What needs to be done = Among the entries that follow, find the lines containing the string "expect" and copy them.
------------------------------------
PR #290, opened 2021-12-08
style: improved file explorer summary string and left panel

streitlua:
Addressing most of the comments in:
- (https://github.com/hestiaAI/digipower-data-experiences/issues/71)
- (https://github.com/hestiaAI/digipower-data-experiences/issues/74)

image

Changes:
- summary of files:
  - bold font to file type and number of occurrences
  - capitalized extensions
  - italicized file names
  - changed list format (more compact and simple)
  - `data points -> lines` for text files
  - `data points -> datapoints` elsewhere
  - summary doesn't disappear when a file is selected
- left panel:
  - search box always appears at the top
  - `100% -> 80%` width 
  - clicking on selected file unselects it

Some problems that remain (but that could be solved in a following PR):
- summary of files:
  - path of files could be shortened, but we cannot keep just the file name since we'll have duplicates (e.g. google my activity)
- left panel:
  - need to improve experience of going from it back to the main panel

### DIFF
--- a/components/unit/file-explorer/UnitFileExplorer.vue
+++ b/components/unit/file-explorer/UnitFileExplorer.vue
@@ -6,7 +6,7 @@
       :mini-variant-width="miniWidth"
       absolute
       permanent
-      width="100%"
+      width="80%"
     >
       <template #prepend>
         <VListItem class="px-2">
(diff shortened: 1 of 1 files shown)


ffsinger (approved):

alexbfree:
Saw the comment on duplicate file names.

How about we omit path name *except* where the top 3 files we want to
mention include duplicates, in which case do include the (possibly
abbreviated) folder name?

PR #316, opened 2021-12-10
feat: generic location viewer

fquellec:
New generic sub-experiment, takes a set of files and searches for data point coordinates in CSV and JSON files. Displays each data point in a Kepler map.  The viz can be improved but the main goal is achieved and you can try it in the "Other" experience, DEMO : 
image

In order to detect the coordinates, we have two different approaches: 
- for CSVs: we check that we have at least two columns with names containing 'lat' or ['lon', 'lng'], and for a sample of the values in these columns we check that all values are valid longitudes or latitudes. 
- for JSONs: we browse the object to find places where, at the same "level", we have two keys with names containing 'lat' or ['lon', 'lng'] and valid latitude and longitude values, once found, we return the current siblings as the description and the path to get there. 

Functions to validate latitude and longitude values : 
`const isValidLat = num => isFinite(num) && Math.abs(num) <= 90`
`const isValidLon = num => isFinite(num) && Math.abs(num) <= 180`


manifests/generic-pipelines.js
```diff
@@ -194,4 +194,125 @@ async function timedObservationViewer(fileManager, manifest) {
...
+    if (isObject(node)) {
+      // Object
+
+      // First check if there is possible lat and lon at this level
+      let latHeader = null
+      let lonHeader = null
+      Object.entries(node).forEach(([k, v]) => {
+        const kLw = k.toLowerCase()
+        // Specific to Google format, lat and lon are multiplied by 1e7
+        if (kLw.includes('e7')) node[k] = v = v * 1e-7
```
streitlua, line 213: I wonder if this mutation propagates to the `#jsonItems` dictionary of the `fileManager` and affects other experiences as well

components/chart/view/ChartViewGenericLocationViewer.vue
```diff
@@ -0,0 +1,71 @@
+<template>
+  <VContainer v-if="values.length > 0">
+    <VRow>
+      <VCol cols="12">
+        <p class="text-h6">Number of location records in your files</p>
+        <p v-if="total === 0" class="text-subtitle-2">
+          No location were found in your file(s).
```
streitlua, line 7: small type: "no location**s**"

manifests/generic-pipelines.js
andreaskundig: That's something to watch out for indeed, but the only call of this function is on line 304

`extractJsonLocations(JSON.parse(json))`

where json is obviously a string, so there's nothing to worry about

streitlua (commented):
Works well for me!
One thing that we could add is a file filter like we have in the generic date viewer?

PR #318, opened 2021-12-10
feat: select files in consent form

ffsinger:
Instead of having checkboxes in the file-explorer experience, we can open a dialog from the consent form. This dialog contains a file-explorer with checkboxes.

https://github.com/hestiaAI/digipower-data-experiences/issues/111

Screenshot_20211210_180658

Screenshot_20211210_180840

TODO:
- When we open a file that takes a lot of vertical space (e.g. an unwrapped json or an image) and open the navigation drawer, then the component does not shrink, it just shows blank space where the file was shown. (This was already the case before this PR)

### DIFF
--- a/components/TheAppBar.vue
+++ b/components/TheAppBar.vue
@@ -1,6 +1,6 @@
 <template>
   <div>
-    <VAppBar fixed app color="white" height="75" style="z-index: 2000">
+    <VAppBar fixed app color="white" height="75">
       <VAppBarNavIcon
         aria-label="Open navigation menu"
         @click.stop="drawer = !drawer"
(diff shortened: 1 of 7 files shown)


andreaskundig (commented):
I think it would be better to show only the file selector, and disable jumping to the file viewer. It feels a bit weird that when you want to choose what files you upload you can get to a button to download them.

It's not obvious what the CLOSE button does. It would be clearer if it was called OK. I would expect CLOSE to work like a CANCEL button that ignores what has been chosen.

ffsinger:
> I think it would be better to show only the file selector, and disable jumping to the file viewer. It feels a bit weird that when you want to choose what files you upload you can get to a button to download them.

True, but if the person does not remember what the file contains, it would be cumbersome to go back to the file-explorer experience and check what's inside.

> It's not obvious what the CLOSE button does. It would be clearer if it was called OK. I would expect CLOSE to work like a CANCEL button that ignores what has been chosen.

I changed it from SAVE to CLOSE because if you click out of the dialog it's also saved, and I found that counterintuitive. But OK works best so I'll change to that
------------------------------------
Exercise output =
It's not obvious what the CLOSE button does. It would be clearer if it was called OK. I would expect CLOSE to work like a CANCEL button that ignores what has been chosen.
> It's not obvious what the CLOSE button does. It would be clearer if it was called OK. I would expect CLOSE to work like a CANCEL button that ignores what has been chosen.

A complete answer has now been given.